● Task objective: The answer must be an exact reproduction of the lines from the start of the records below through the line containing "--- a/extension-manifest-v3/src/background/adblocker.js", and nothing more.

Dataset entries:
PR #1333, opened 2023-10-12
Fix stats leaking & minor fixes

smalluban:
WIP.

Fixes:
* Leaking stats from the previous page when navigation occurs
* Paused icon on sites where trackers are not detected
* Minor fixes (look the commit log)

### DIFF
--- a/extension-manifest-v3/src/background/adblocker.js
+++ b/extension-manifest-v3/src/background/adblocker.js
@@ -21,7 +21,7 @@ import Request from './utils/request.js';
 import asyncSetup from './utils/setup.js';
 import * as engines from './utils/engines.js';
 
-import { setupTabStats, updateTabStats } from './stats.js';
+import { updateTabStats } from './stats.js';
 
 let enabledEngines = [];
 let pausedDomains = [];
@@ -333,24 +333,15 @@ function isPaused(details, request) {
 if (__PLATFORM__ === 'firefox') {
   chrome.webRequest.onBeforeRequest.addListener(
     (details) => {
+      if (details.tabId < 0) return;
+
       const request = Request.fromRequestDetails(details);
-      const tabId = details.tabId;
 
-      // Update stats
-      if (tabId > -1 && (request.sourceDomain || request.sourceHostname)) {
-        if (request.isMainFrame() && !request.isHttp && !request.isHttps) {
-          return;
+      // INFO: request.source... is only available in Firefox
+      if (request.sourceDomain || request.sourceHostname) {
+        if (details.type !== 'main_frame') {
+          updateTabStats(details.tabId, [request]);
         }
-
-        Promise.resolve().then(
-          request.isMainFrame()
-            ? () =>
-                setupTabStats(
-                  tabId,
-                  request.sourceDomain || request.sourceHostname,
-                )
-            : () => updateTabStats(tabId, [request]),
-        );
 
         if (isPaused(details, request)) return;
 
@@ -358,7 +349,7 @@ if (__PLATFORM__ === 'firefox') {
           const engine = engines.get(name);
           if (!engine) continue;
 
-          if (request.isMainFrame()) {
+          if (details.type === 'main_frame') {
             const htmlFilters = engine.getHtmlFilters(request);
             if (htmlFilters.length !== 0) {
               filterRequestHTML(
--- a/extension-manifest-v3/src/background/reporting/index.js
+++ b/extension-manifest-v3/src/background/reporting/index.js
@@ -137,11 +137,13 @@ if (__PLATFORM__ === 'firefox') {
       if (event === 'observed') {
         return;
       }
-      const request = Request.fromRawDetails({
+
+      const request = Request.fromRequestDetails({
         url: state.url,
-        sourceUrl: state.tabUrl,
+        originUrl: state.tabUrl,
       });
       request.modified = true;
+
       updateTabStats(state.tabId, [request]);
     },
   });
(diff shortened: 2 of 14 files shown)


extension-manifest-v3/src/background/stats.js
```diff
@@ -95,91 +94,97 @@ const delayMap = new Map();
...
-      let tracker = stats.trackers.find((t) => t.id === pattern.id);
+    let sortingRequired = false;
 
-      if (!tracker) {
-        tracker = { ...pattern, requests: [] };
-        stats.trackers.push(tracker);
-      }
+    // Filter out requests that are not related to the current domain
+    // (e.g. requests on trailing edge when navigation to a new page is in progress)
+    requests = requests.filter(
```
smalluban, line 139: This protects from leaking requests from another domain, so the current one is different (using `initiator` property from request details).

extension-manifest-v3/src/background/stats.js
```diff
@@ -318,7 +326,16 @@ if (__PLATFORM__ !== 'safari' && __PLATFORM__ !== 'firefox') {
       if (details.error !== 'net::ERR_BLOCKED_BY_CLIENT') return;
 
       const stats = tabStats.get(details.tabId);
-      stats?.requestsBlocked.push(details.requestId);
+      if (!stats) return;
```
smalluban, line 329: `stats.requestsBlocked` was not used anywhere. I think it might be related to anti-tracking feature changes. Instead of passing those ids to the array, requests should be marked.

extension-manifest-v3/src/background/adblocker.js
```diff
@@ -333,32 +333,23 @@ function isPaused(details, request) {
 if (__PLATFORM__ === 'firefox') {
   chrome.webRequest.onBeforeRequest.addListener(
     (details) => {
+      if (details.tabId < 0) return;
```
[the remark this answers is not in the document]
smalluban: It's not a change here in PR, just unified style. If this is is a case, please make an issue to split changes into separate PRs.

extension-manifest-v3/src/background/reporting/index.js
```diff
@@ -137,11 +137,13 @@ if (__PLATFORM__ === 'firefox') {
       if (event === 'observed') {
         return;
       }
-      const request = Request.fromRawDetails({
+
+      const request = Request.fromRequestDetails({
         url: state.url,
-        sourceUrl: state.tabUrl,
+        originUrl: state.tabUrl,
```
chrmod, line 143: not a comment to a name change but in general - not sure if we should relay in `state.tabUrl` as it comes from `page-store` of the wtm/reporting webrequest-pipeline and we know that this one was a subject of same kind of state leakage. Yes, the latest version should work better, but maybe we should find another mechanism that will be consistent between all features.

extension-manifest-v3/src/background/adblocker.js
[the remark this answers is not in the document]
chrmod: I see. All good

extension-manifest-v3/src/background/stats.js
```diff
@@ -265,15 +265,20 @@ if (__PLATFORM__ === 'safari') {
         // with the correct tabId (sometimes it is correct, sometimes it is 0).
         // Thus, let the content_script fire it.
         case 'onCommitted': {
-          const { domain, hostname } = parse(sender.url);
-          setupTabStats(sender.tab.id, domain || hostname);
+          const request = Request.fromRequestDetails({ url: sender.url });
+          setupTabStats(
```
chrmod, line 269: now I start to wonder if this is not too late for non-safari browsers. couldn't it be the some webRequests for this navigation would fire before `onCommited`, taking Service Workers into consideration

extension-manifest-v3/src/background/stats.js
```diff
@@ -265,15 +265,20 @@ if (__PLATFORM__ === 'safari') {
...
+              : undefined,
+          );
           break;
         }
         case 'updateTabStats':
           updateTabStats(
             sender.tab.id,
             msg.urls.map((url) =>
-              Request.fromRawDetails({ url, sourceUrl: sender.url }),
+              Request.fromRequestDetails({ url, originUrl: sender.url }),
```
chrmod, line 281: shouldn't `originUrl` point to `sender.tab.url` instead? as `sender.url` is likely the iframe url, but I'm not sure if that's true

extension-manifest-v3/src/background/stats.js
chrmod: requestsBlocked are for the ad-blocking. anti-tracking marks requests as modified

extension-manifest-v3/src/background/reporting/index.js
smalluban: I think it is not related to this PR. Please "save the case for later" in your mind, or make an issue about it to not forget the problem.

extension-manifest-v3/src/background/stats.js
smalluban: The implementation has changed, please make another round of review and make the comment again if it still applies.

extension-manifest-v3/src/background/stats.js
smalluban: It's just difference between `fromRawDetails` and `fromRequestDetails` - as the second does not have `sourceUrl` but `originUrl` or `documentUrl` (in Firefox). I recommend to use one method everywhere, so we are consistent about generating request meta data, so I have changed it here to `fromRequestDetails`.

chrmod (approved):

● Solution to this task:
PR #1333, opened 2023-10-12
Fix stats leaking & minor fixes

smalluban:
WIP.

Fixes:
* Leaking stats from the previous page when navigation occurs
* Paused icon on sites where trackers are not detected
* Minor fixes (look the commit log)

### DIFF
--- a/extension-manifest-v3/src/background/adblocker.js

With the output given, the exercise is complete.